Dataset entries
Content starts
Issue #2071, opened 2021-01-28
Improving Confusion Matrix Interpretability: FP and FN vectors should be switched to align with Predicted and True axis


rbavery:
## 🚀 Feature
The current code to generate the confusion matrix produces something like this:

![human_activities_0 5_0 85_confusion_matrix_counts](https://user-images.githubusercontent.com/22258697/106193463-65f24e80-6162-11eb-905b-da2cbbe11142.png)

If the confusion matrix is normalized so that counts become proportions, the proportions are not reflective of standard metrics like the class specific recall. 

For example, if we focus on the "boma" class and the proportion of TP, ideally we would want to show an interpretable proportion like recall: TP for boma/ TP for boma+ FN for boma. 

Instead, the proportion currently reflects TP for boma /  (TP for boma + FN for boma - FN_background for boma+ FP_background for boma), which is difficult to interpret.

![human_activities_0 5_0 85_confusion_matrix](https://user-images.githubusercontent.com/22258697/106193596-91753900-6162-11eb-9d89-234ceb75164a.png)

I think this is a simple fix, **switch the bottom row and label with the rightmost column and label. This way the "True" and "Predicted" axis labels act as axis for all the cells in the confusion matrix, including for False positive background and False Negative background.**

For example, this confusion matrix shows more clearly that 4% of the "boma" class are correctly detected out of all groundtruth.

![human_activities_0 5_0 85_confusion_matrix](https://user-images.githubusercontent.com/22258697/106201627-92f82e80-616d-11eb-90f6-94bbdc1025d5.png)

This is the count matrix that swaps the FP and FN background vectors to show what we did to produce the proportion matrix above.

![human_activities_0 5_0 85_confusion_matrix_counts](https://user-images.githubusercontent.com/22258697/106212206-efb01500-617e-11eb-98fc-a4191336ffb2.png)

## Motivation

This will make normalized confusion matrices more interpretable. I'm not sure how folks interpret the current implementation of the confusion matrix if it is normalized, and I would appreciate guidance on this if there is some reasoning behind the current implementation. However I think the change makes interpretation easier.

## Pitch

Take the False Positive background row and swap it with the False Negative background column. Do this so that the "Predicted" axis reflects the category that is predicted for every single row and so that the "True" axis reflects what is groundtruth for every single column.

## Alternatives

[...]

PR #2114, opened 2021-02-02
Make normalized confusion matrix more interpretable 

rbavery:
This solves https://github.com/ultralytics/yolov5/issues/2071, see it for an explanation of why the current implementation produces a confusion matrix with a misplaced background FP and background FN vectors. Switching their position before normalization means that columns are correctly normalized by the amount of groundtruth for each column.

It's worth noting that this implementation is based on 

https://github.com/kaanakan/object_detection_confusion_matrix/blob/master/confusion_matrix.py

which is based on 

https://github.com/svpino/tf_object_detection_cm

Both of which also implement the confusion matrix for object detection with the background FP and background FN misplaced. I'll link to this PR in each repo.

## 🛠️ PR Summary

### 🌟 Summary
Improved label consistency in confusion matrix of YOLOv5.

### 📊 Key Changes
- Fixed an issue in the confusion matrix where false positives (FP) and false negatives (FN) were incorrectly labeled.
- Updated the confusion matrix plotting code to align the labels for FP and FN with standard practice.

### 🎯 Purpose & Impact
- 🎯 This change ensures that the confusion matrix correctly represents and labels the FP and FN, improving the interpretability of model performance for developers and users.
- 💡 The corrected labels will help users more accurately evaluate and tune their object detection models, potentially leading to better performance and fewer classification errors.

### DIFF
--- a/utils/metrics.py
+++ b/utils/metrics.py
@@ -147,12 +147,12 @@ class ConfusionMatrix:
             if n and sum(j) == 1:
                 self.matrix[gc, detection_classes[m1[j]]] += 1  # correct
             else:
-                self.matrix[gc, self.nc] += 1  # background FP
+                self.matrix[self.nc, gc] += 1  # background FP
 
         if n:
             for i, dc in enumerate(detection_classes):
                 if not any(m1 == i):
-                    self.matrix[self.nc, dc] += 1  # background FN
+                    self.matrix[dc, self.nc] += 1  # background FN
 
     def matrix(self):
         return self.matrix
@@ -168,8 +168,8 @@ class ConfusionMatrix:
             sn.set(font_scale=1.0 if self.nc < 50 else 0.8)  # for label size
             labels = (0 < len(names) < 99) and len(names) == self.nc  # apply names to ticklabels
             sn.heatmap(array, annot=self.nc < 30, annot_kws={"size": 8}, cmap='Blues', fmt='.2f', square=True,
-                       xticklabels=names + ['background FN'] if labels else "auto",
-                       yticklabels=names + ['background FP'] if labels else "auto").set_facecolor((1, 1, 1))
+                       xticklabels=names + ['background FP'] if labels else "auto",
+                       yticklabels=names + ['background FN'] if labels else "auto").set_facecolor((1, 1, 1))
             fig.axes[0].set_xlabel('True')
             fig.axes[0].set_ylabel('Predicted')
             fig.savefig(Path(save_dir) / 'confusion_matrix.png', dpi=250)


glenn-jocher:
@rbavery one question: if we swap the plotted axes I think we should also swap the 'True' and 'Predicted' axes labels right?

Coincidentally this would align us with Google's automl confusion plots convention, which isn't a bad thing:
image

rbavery:
We aren't swapping the plotted axes exactly, we are swapping the positions of the cells in the last column and last row. So the axes labels are correct as is, after swapping the last column and last row. If we swapped the axes labels with this PR's implementation of the CM, the labels would be backwards. The CM values could definitely be rotated so that the axes labels are switched, but I think it's fine as is.

rbavery:
I think it might make sense to leave it for another PR to play with ways to format the Confusion Matrix. The purpose of this PR is primarily to fix a bug, where the matrix proportions do not mean what people think they mean when the matrix is normalized.

rbavery:
any updates on this or blockers to merging?

glenn-jocher:
@rbavery no blockers, just need to set aside some time to try out the changes, as the last time I looked the swaps seemed to be in line with transposing the matrix, but maybe I was confused. Added a TODO.

glenn-jocher:
@rbavery ok reviewed this again. Matrix is plotted as detected class `dc` (y axis) vs ground-truth class `gc` (x axis). Array should increment then as `matrix[gc, dc] += 1` for each detection I think, which master seems to stick to.


In PR L148 remains the same, but L150 and 155 switch the convention. It is not switched entirely for the matrix though since L148 is unchanged, otherwise we could simply transpose everything. I think it must not be possible to insert data based on `dc` indexing axis zero though if axis zero corresponds to the truth indices `gc`, this doesn't seem correct.

I think maybe what you are trying to achieve could be done by transposing the array with the same column normalization, or perhaps simply normalizing rows instead of columns? I'm sorry if I'm just not understanding.

glenn-jocher:
Running some tests here with this command:
`!python test.py --weights yolov5m.pt --data coco128.yaml --img 640 --iou 0.65`

## default master
image

## default PR
image

## master transposed
```
            self.matrix = self.matrix.transpose()
            array = self.matrix / (self.matrix.sum(0).reshape(1, self.nc + 1) + 1E-6)  # normalize cols
```
image


## master row normalize
```python
            # array = self.matrix / (self.matrix.sum(0).reshape(1, self.nc + 1) + 1E-6)  # normalize cols
            array = self.matrix / (self.matrix.sum(1).reshape(self.nc + 1, 1) + 1E-6)  # normalize rows
```
image


EDIT: can't really make sense of this, too many classes.

rbavery:
To summarize again:

values within a column of the confusion matrix should count how many groundtruth samples were counted as the row class. The current confusion matrix on master does not do this, because the value at row class "background FP" and column "person" does not represent a count of # of "person" predicted as row class . 

Therefore normalizing along columns is invalid. You also can't normalize by row for the same reason, since the final column on master does not represent what was predicted by the row class, but instead that nothing was predicted and that groundtruth is the row class.

**Transposing the whole matrix or changing the axis of normalization does not fix the core issue that the FN and FP vectors are misplaced. This is a bug if the columns or rows are normalized, since the proportions do not mean what people think they mean. Example: If we normalize by column .6 for the person row and person column does not mean 60% of all groundtruth people were detected as people using the implementation on master**.

@glenn-jocher If it's still not making sense, I suggest reviewing the explanation in the github issue again. I think I laid the explanation out there and I'm confident this fix is correct. 
The issue has been fixed in this repo: https://github.com/kaanakan/object_detection_confusion_matrix/issues/8

glenn-jocher:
Content ends
Looking at the records above, work out how many lines include the string "standard". Give the number and nothing else.

> **Exercise response**:
2